Zakkoku Kobo NaRa Ripened Saison: Brewed with Homegrown Grains and Aged in Foeders
Zakkoku Kobo in Saitama is a brewery that has always been connected to a farm. Their Zakoku Weizen has from the beginning included home-grown rye and wheat. Zakkoku first produced their Rustic Saison, containing home-grown rye, in 2014. Since then, they began malting their own barley as well, so now the mash bill contains 17.8% house malt and 10.7% homegrown rye. Rustic Saison is hopped with Centennial and fermented with a combination of French and Belgian saison yeast. Irodori is a series of flavored saisons using homegrown and local ingredients, usually with a simpler base beer than Rustic and slightly lower ABV. The latest in the series, No. 11, features mint, while earlier versions have featured homegrown yuzu, pickled green lemons, mandarin oranges, sansho, and ume. Irodori has also been brewed with 100% house malted barley. Rustic Saison is the base beer for the NaRa Series of foeder-aged saisons, which appeared for the first time last year. The beer ages in American oak for two months, picking up tannins from the wood as well as a lactic fermentation due to the lactobacillus living in the oak. Ripened Saison is the unflavored version. It is massively fruity, with lots of lemon, orange, and stone fruit notes. Underlying that is a lactic acid creamy tartness and barnyard notes, and it is tied together by a tannic oakiness.
This year also saw the release of three flavored versions of NaRa: first was Myrica Rubra, which is the scientific name for the Japanese bayberry, or “yamamomo”. For this beer, 85kg of bayberry, all grown either at the Zakkoku farm or at a neighbor’s, were added to the fermenter with the fresh saison, and all underwent the two-month maturation. NaRa: Pitchoune replaces the bayberry with 120kg of Fukushima-grown white peaches, while NaRa: Harvested Hop & Sansho uses, as expected, homegrown hops and sansho both homegrown and from other Ogawa-machi farms. NaRa: Pitchoune Deux was made by blending Rustic Saison and Dark Fruits Saison in the foeder still holding the peaches from the first batch, and letting that mature for four months.
Although it is not yet possible for them to brew all saisons using 100% of their house malt, in using so many homegrown and local ingredients—grains, hops, and fruits—as well as ambient wood fermentation, Zakkoku Kobo’s saisons are true farmhouse ales in what is almost the strictest sense of the word. And they are truly delightful beers as well.
This is not, of course, the last word on Japanese farmhouse ales / saisons.

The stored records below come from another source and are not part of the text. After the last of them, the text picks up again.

PR #2577, opened 2026-07-08
fix: subdivide performing iterations+1 subdivisions

abhinow03:
mesh.subdivide(iterations=n) ran one extra subdivision: the recursion signaled "done" by passing iterations=None, but that's also the default that performs a single subdivision, so every explicit-iterations call got n+1. This changes the recursion to continue only while iterations > 1 and adds a regression test asserting that face counts scale by 4^n.

Before/after on trimesh.creation.box() vertex counts: iterations=1 98→26, iterations=2 386→98.


mikedh:
Makes sense, thanks for the fix!

PR #2579, opened 2026-07-21
perf(proximity): batch nearby_faces r-tree queries when rtree supports it

### LINKED ISSUE #1116: faster trimesh.proximity.closest_point for large query point sets
Thank you for this amazing library.

I would like to compute the distance of a large number of point to a relatively simple mesh.
I am using `trimesh.proximity.closest_point`, but unfortunately it is quit slow : it takes 30 second when querying 500000 points on my machine. 

One major bottleneck seem to be the line  `candidates = [list(rtree.intersection(b)) for b in bounds]`  in ` proximity.py`.
I believe this could run much faster if the loop was implemented in `c++`.  Ideally rtree.intersection would accept a list of boxes and implement the loop in c++ and return the list of list of candidates (similarly to `scipy.spatial.KDTree.query_ball_point`), but that does not seem supported by rtree.

Here is the code I use to get some timings
```
import trimesh
import time
import numpy as np

vertices = np.random.rand(20, 3)
faces = (np.random.rand(10, 3) * 20).astype(np.int)


mesh = trimesh.Trimesh(faces=faces, vertices=vertices)

nb_points_list = [1000, 10000, 100000, 500000]
durations_list = []

for nb_points in nb_points_list:
    points = np.random.rand(nb_points, 3)

    start = time.time()
    trimesh.proximity.closest_point(mesh, points)
    duration = time.time()-start
    durations_list.append(duration)
    print(f"trimesh.proximity.closest_point wit {nb_points} points took {duration} seconds")

plt.plot(nb_points_list, durations_list)
plt.xlabel("nb qurey points")
plt.xlabel("duration in seconds")
plt.show()
```
I get this timings 
trimesh.proximity.closest_point wit 1000 points took 0.11966729164123535 seconds
trimesh.proximity.closest_point wit 10000 points took 0.6350014209747314 seconds
trimesh.proximity.closest_point wit 100000 points took 6.338748455047607 seconds
trimesh.proximity.closest_point wit 500000 points took 32.05847191810608 seconds
image

It would be great if we could list the potential ways we could accelerate the function. I looked at alternative libararies available from python to do the nearest points query but did not find a good alternative yet.

dexhunter:
Fixes #1116

`nearby_faces` queried the r-tree once per point. This batches them via `intersection_v` on rtree 1.4.1+, keeping the scalar loop where that API is defective. Ordering, duplicates, and empty input are unchanged; tests added.

Quiet paired medians: nearby_faces 4.80s to 2.51s; closest_point end-to-end 3.81s to 3.19s. Outputs identical.

### DIFF
--- a/tests/test_proximity.py
+++ b/tests/test_proximity.py
@@ -232,7 +232,8 @@ class NearestTest(g.unittest.TestCase):
                 mock.patch.object(tree, method, wraps=getattr(tree, method)) as query,
             ):
                 actual = g.trimesh.proximity.nearby_faces(mesh, points)
-            assert actual == expected
+            assert len(actual) == len(expected)
+            assert all(g.np.array_equal(a, e) for a, e in zip(actual, expected))
             assert query.call_count == (1 if method == "intersection_v" else len(points))
 
     def test_candidates_empty(self):
--- a/tests/test_proximity.py
+++ b/tests/test_proximity.py
@@ -1,3 +1,5 @@
+from unittest import mock
+
 try:
     from . import generic as g
 except BaseException:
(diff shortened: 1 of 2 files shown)


mikedh:
Great find thanks for the PR!!

I think we can vectorize the index loop with `array_split` though there's probably a more graceful way of doing this:
```
    hit_ids, hit_counts = rtree.intersection_v(
        mins=bounds[:, :3], maxs=bounds[:, 3:])
    candidates = np.array_split(
        hit_ids, np.cumsum(hit_counts)[:-1])

```

dexhunter:
Thanks! Updated the batch path to use `np.array_split(hit_ids, np.cumsum(hit_counts)[:-1])`. Five alternating paired runs kept candidate and closest-point output digests identical; `nearby_faces` median improved another 19.4% versus the prior PR head. The 12 focused proximity tests and Ruff checks pass.

mikedh:
Looks good! Quick question, do we have to preserve that bad-version check, or does it fail in a way we could  just `try:` and fall back to the list comprehension?

edit: it looks like `try: ` catches it on 1.4.0 so we don't have to hardcode the version range which is nice

PR #2580, opened 2026-07-22
Add containment-aware split via solids/orient flags

mabl:
Trimesh.split() only groups faces by edge connectivity, so a closed inner cavity shell is returned as a separate mesh from its enclosing solid. Add a `solids` flag that groups watertight shells by geometric containment parity (even nesting depth = exterior, odd = cavity) so a solid and its cavities are returned as one mesh, and an `orient` flag that normalizes shell winding to positive-volume exteriors and negative-volume cavities.

Containment is evaluated with a single bidirectional ray query per shell against the parent mesh BVH, bucketed per shell via a face-label array, replicating the parity/retry semantics of ray.contains_points without building one intersector per shell. Open patches are never attached to solids and remain subject to only_watertight/repair. Defaults are unchanged so existing split() behavior is preserved.

### DIFF
--- a/tests/test_graph.py
+++ b/tests/test_graph.py
@@ -4,6 +4,13 @@ except BaseException:
     import generic as g
 
 
+def _box(extents, invert=False):
+    mesh = g.trimesh.creation.box(extents=extents)
+    if invert:
+        mesh.invert()
+    return mesh
+
+
 class GraphTest(g.unittest.TestCase):
     def setUp(self):
         self.engines = []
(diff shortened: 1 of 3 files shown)


mikedh:
Thanks for the PR! Couple notes:

- Could we generalize the existing `enclosure_tree` to be 3D? The rtree broad-phase is the same, and we'd just need a `.contains` method on an intermediate representation?
- Couldn't we do the containment check on a single representative point (i.e. one vertex per shell), and get all of the benefit of the more expensive checks if the source is well constructed?
- I don't think this should have any `_internal` helper methods, and the total diff should be ~25 lines?
- I think this should have one argument, `nested: bool = False` or something, not two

Shiki Brewery in Saitama has produced many 750ml bottle-conditioned saisons that have been excellent. For You and Me Beer from Yo-Ho is widely available in convenient stores across the land, and Japanese Saison from Hitachino Nest is almost as easy to find. Excellent saisons are regularly brewed by Y Market, Vertere, Daisen G, Far Yeast, and Yggdrasil, to name just a few, and Songbird Brewery also makes many farmhouse-inspired beers without calling them saisons. These are all worth a try, but the focus of this article has been on some of the more innovative and unique saisons that have been available in 2021. After all the attention given to hazy IPAs and fruit sours lately, it’s good to see such a great amount of growth in the saison style. With more and more brewers sourcing local ingredients, and others obtaining foeders and used oak casks or experimenting with mixed fermentation, this is surely a style that will continue to expand in Japan.